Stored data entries
::::::

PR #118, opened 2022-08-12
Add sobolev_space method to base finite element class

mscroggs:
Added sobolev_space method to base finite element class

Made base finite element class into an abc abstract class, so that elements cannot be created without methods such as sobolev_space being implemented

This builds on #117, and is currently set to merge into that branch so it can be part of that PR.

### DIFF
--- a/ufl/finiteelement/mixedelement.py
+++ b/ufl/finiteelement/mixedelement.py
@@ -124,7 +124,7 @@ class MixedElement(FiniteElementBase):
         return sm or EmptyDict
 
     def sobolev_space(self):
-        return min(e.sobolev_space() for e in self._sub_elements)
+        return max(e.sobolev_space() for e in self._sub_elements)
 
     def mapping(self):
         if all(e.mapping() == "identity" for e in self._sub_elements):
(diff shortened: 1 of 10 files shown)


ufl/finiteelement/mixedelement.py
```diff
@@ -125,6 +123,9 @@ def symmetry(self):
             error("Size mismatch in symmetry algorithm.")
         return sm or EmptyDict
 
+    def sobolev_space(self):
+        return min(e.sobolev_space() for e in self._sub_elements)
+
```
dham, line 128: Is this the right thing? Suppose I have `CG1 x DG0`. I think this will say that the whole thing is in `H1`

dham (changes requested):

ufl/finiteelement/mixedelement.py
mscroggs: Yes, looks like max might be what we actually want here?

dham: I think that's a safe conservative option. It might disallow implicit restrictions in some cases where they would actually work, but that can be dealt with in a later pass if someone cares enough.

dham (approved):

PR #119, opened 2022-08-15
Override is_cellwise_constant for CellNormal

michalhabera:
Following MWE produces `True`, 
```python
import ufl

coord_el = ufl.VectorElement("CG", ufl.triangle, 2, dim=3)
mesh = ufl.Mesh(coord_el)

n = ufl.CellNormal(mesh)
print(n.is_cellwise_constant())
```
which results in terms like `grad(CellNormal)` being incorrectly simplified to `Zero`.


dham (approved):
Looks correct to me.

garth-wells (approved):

::::::

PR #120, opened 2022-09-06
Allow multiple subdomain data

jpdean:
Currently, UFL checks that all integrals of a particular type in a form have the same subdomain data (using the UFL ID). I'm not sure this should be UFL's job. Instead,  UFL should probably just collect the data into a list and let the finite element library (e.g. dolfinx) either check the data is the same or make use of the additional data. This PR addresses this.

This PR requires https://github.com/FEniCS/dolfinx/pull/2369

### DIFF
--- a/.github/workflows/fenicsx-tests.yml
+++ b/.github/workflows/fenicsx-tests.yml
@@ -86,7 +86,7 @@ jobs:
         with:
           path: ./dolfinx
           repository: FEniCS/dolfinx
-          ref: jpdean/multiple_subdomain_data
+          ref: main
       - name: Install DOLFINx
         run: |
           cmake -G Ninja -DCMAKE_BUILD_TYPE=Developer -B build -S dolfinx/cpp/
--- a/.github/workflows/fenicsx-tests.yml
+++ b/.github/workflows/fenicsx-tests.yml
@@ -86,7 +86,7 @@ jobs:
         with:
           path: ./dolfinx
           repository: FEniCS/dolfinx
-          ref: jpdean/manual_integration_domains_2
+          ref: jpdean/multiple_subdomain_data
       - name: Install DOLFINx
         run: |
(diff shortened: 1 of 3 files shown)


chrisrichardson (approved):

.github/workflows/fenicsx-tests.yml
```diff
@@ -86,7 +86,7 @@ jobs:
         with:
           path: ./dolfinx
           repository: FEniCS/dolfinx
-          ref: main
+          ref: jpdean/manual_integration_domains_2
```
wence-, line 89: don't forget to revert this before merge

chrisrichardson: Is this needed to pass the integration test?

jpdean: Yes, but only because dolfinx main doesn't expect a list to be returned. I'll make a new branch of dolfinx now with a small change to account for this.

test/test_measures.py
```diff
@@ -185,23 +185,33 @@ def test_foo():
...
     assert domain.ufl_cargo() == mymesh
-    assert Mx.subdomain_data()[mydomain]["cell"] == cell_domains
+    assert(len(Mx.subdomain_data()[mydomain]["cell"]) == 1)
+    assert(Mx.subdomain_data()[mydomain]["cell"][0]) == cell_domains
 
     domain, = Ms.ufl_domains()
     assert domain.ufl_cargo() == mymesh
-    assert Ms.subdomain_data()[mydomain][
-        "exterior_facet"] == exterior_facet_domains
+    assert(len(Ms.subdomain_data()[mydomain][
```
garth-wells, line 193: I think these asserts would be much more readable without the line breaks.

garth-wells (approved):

::::::

Task objective
In the entries above, work out how many lines contain the string "opened", and give only that number.

Task response
3